Give the data again in full, with every character unchanged.

::::::::::

PR #189, opened 2016-01-13
pscanrulesAlpha: fix NullPointerException in ImageLocationScanner

thc202:
Change ImageLocationScanner to initialise the "fileName" with an empty
string if it does not exist (that is, when URI path component does not
exist), which would lead to a NullPointerException when attempting to
extract the extension.

### DIFF
--- a/src/org/zaproxy/zap/extension/pscanrulesAlpha/ImageLocationScanner.java
+++ b/src/org/zaproxy/zap/extension/pscanrulesAlpha/ImageLocationScanner.java
@@ -89,6 +89,9 @@ public class ImageLocationScanner extends PluginPassiveScanner {
         String fileName;
 		try {
 			fileName = uri.getName();
+			if (fileName == null) {
+				fileName = "";
+			}
 		} catch (URIException e) {
 			// e.printStackTrace();
 			// If we cannot decode the URL, then just set filename to empty.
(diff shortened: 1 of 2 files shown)


thc202:
@veggiespam should the version of the class be bumped for this change?

veggiespam:
Questions:
1.  Was this change due to this being discovered or is it theoretical?
2.  What is the effort do up the version and propagate downstream?
3.  Considering this is alpha, is it worth it?  Or is it needed for a beta promotion?

thc202:
1) The former, it can be reproduced with the following request:
```
GET http://example.com HTTP/1.0
```
which logs:
```
75330 [ZAP-PassiveScanner] ERROR org.zaproxy.zap.extension.pscan.PassiveScanThread  - Scanner Image Location Scanner failed on record 1 from History table: GET http://example.com
	at org.zaproxy.zap.extension.pscanrulesAlpha.ImageLocationScanner.scanHttpResponseReceive(ImageLocationScanner.java:98)
	at org.zaproxy.zap.extension.pscan.PassiveScanThread.run(Unknown Source)
```
2)  You mean to release to marketplace? None, that's pretty straightforward. There are already other changes that worth releasing (proper WASC/CWE IDs in several scanners and probably a fix for a NPE in another).
3) Well, the issue should be fixed sooner than later, better now that's still in alpha than wait for promotion.

veggiespam:
Thanks.  I'll patch it next week.

I also have another larger set of changes that I have not rolled out just yet.  Would it be wish to do that now too while you're discussing escalation?  

-j

thc202:
OK. I think so, that's no problem.

Should this pull request be merged in the meantime?

veggiespam:
Yes, let us merge it.  I now have time, but it looks like you already did the merge.

veggiespam:
Is there anything I need to do on this pull request besides "looks good, do it"?  I don't want to hold this up.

::::::::::

** Task answer **
PR #189, opened 2016-01-13
pscanrulesAlpha: fix NullPointerException in ImageLocationScanner

thc202:
Change ImageLocationScanner to initialise the "fileName" with an empty
string if it does not exist (that is, when URI path component does not
exist), which would lead to a NullPointerException when attempting to
extract the extension.

### DIFF
--- a/src/org/zaproxy/zap/extension/pscanrulesAlpha/ImageLocationScanner.java
+++ b/src/org/zaproxy/zap/extension/pscanrulesAlpha/ImageLocationScanner.java
@@ -89,6 +89,9 @@ public class ImageLocationScanner extends PluginPassiveScanner {
         String fileName;
 		try {
 			fileName = uri.getName();
+			if (fileName == null) {
+				fileName = "";
+			}
 		} catch (URIException e) {
 			// e.printStackTrace();
 			// If we cannot decode the URL, then just set filename to empty.
(diff shortened: 1 of 2 files shown)


thc202:
@veggiespam should the version of the class be bumped for this change?

veggiespam:
Questions:
1.  Was this change due to this being discovered or is it theoretical?
2.  What is the effort do up the version and propagate downstream?
3.  Considering this is alpha, is it worth it?  Or is it needed for a beta promotion?

thc202:
1) The former, it can be reproduced with the following request:
```
GET http://example.com HTTP/1.0
```
which logs:
```
75330 [ZAP-PassiveScanner] ERROR org.zaproxy.zap.extension.pscan.PassiveScanThread  - Scanner Image Location Scanner failed on record 1 from History table: GET http://example.com
	at org.zaproxy.zap.extension.pscanrulesAlpha.ImageLocationScanner.scanHttpResponseReceive(ImageLocationScanner.java:98)
	at org.zaproxy.zap.extension.pscan.PassiveScanThread.run(Unknown Source)
```
2)  You mean to release to marketplace? None, that's pretty straightforward. There are already other changes that worth releasing (proper WASC/CWE IDs in several scanners and probably a fix for a NPE in another).
3) Well, the issue should be fixed sooner than later, better now that's still in alpha than wait for promotion.

veggiespam:
Thanks.  I'll patch it next week.

I also have another larger set of changes that I have not rolled out just yet.  Would it be wish to do that now too while you're discussing escalation?  

-j

thc202:
OK. I think so, that's no problem.

Should this pull request be merged in the meantime?

veggiespam:
Yes, let us merge it.  I now have time, but it looks like you already did the merge.

veggiespam:
Is there anything I need to do on this pull request besides "looks good, do it"?  I don't want to hold this up.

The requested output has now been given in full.